Segment Start: Material for this task

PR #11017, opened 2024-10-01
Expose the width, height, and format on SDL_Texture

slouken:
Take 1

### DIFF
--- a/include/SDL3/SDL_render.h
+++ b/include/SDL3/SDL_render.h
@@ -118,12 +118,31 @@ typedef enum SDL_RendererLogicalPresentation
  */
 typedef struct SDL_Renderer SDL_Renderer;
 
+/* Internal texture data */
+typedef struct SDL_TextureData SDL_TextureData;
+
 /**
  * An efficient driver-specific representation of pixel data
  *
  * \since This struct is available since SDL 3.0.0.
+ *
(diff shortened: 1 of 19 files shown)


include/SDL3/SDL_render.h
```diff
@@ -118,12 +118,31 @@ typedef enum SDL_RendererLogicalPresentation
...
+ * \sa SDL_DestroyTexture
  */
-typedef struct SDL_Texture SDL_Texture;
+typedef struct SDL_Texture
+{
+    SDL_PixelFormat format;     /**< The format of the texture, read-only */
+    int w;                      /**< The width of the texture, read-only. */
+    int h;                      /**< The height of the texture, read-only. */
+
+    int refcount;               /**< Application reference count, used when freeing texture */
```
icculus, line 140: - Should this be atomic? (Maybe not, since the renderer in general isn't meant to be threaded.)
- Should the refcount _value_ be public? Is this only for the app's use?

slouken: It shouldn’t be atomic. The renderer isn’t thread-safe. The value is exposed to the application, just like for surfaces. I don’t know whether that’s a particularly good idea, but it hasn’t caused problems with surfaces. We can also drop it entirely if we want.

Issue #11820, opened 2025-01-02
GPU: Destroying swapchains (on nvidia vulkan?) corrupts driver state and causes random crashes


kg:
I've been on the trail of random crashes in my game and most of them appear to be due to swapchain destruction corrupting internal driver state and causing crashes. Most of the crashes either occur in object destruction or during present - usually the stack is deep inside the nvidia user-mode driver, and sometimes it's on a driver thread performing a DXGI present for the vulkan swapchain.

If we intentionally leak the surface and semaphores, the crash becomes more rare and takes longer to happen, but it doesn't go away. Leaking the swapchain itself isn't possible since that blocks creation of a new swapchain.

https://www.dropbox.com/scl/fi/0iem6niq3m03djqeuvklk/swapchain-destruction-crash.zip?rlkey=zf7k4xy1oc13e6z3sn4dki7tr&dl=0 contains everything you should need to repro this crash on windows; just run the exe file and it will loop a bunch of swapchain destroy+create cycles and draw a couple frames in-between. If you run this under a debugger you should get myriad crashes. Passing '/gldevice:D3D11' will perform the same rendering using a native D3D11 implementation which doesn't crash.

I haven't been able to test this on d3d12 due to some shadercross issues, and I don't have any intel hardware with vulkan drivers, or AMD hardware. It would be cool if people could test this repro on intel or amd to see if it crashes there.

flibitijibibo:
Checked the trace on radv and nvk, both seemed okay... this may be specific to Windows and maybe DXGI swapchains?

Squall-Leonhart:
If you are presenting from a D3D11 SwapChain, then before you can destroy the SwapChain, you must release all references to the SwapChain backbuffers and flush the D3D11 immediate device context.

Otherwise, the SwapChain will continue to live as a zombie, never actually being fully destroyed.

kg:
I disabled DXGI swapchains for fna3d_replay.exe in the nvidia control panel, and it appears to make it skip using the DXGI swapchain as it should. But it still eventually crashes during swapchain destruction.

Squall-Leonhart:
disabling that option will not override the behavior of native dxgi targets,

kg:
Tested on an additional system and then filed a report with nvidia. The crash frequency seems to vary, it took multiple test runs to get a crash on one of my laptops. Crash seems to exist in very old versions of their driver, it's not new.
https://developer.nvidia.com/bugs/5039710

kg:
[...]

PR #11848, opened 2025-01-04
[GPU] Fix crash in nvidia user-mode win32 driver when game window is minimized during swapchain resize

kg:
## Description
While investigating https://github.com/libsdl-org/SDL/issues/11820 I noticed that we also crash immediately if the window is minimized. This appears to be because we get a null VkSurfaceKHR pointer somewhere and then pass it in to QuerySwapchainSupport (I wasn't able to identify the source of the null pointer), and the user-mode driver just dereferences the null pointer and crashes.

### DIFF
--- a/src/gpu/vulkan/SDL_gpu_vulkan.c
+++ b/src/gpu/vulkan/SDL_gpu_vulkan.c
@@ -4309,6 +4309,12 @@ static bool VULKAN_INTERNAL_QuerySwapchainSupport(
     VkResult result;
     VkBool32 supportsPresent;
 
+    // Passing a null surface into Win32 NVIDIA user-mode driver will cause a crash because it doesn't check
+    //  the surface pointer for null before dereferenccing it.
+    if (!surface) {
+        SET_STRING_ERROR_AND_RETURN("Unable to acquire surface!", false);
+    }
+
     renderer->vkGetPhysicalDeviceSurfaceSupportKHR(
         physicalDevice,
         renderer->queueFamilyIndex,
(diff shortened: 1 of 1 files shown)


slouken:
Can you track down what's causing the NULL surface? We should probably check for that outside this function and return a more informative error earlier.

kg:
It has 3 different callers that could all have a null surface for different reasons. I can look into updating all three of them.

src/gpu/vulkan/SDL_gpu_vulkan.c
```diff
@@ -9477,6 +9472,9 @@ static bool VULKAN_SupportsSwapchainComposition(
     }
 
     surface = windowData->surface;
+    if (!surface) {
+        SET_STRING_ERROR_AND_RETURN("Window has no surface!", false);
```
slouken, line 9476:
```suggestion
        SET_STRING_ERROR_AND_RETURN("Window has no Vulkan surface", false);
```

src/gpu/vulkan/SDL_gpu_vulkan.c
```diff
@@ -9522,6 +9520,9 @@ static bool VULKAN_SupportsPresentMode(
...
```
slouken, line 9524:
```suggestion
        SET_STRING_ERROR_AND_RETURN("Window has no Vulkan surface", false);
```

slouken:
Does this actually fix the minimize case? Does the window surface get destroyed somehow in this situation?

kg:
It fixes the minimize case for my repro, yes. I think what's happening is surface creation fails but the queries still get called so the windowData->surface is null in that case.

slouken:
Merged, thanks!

Segment End: Material for this task
Segment Start: Material for this task

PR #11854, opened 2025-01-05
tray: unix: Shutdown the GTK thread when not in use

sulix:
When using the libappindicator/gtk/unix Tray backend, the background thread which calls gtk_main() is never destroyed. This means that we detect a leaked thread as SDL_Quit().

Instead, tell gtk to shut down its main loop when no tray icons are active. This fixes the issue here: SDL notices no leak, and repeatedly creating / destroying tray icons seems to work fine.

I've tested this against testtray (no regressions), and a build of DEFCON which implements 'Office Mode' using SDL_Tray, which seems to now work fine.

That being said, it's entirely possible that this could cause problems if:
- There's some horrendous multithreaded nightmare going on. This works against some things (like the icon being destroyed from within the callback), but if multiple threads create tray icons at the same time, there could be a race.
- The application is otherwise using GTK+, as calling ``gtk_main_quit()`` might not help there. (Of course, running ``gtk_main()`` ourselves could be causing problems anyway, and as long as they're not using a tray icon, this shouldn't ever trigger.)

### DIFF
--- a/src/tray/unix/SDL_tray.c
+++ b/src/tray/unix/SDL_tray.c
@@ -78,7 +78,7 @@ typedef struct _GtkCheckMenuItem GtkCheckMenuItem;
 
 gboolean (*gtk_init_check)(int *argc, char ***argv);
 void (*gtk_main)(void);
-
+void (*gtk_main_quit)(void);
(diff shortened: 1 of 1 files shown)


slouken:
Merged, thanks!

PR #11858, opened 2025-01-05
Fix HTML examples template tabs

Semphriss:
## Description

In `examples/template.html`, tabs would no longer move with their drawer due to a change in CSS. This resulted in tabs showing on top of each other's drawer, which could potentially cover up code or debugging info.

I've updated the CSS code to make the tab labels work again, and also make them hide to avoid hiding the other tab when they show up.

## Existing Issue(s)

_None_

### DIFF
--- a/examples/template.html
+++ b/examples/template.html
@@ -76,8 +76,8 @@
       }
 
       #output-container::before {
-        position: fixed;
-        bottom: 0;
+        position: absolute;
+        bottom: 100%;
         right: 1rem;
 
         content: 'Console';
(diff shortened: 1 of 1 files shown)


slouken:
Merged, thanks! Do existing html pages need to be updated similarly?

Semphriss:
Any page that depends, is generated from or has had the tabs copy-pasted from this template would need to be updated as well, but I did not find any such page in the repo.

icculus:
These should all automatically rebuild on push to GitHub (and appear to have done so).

Segment End: Material for this task

__Your goal__:
Word for word, restate the lines of the data above that fall between the line holding "slouken: It shouldn’t" and the line holding "Issue #11820, opened 2025-01-02", inclusive, and no other lines.

__Exercise answer__:
slouken: It shouldn’t be atomic. The renderer isn’t thread-safe. The value is exposed to the application, just like for surfaces. I don’t know whether that’s a particularly good idea, but it hasn’t caused problems with surfaces. We can also drop it entirely if we want.

Issue #11820, opened 2025-01-02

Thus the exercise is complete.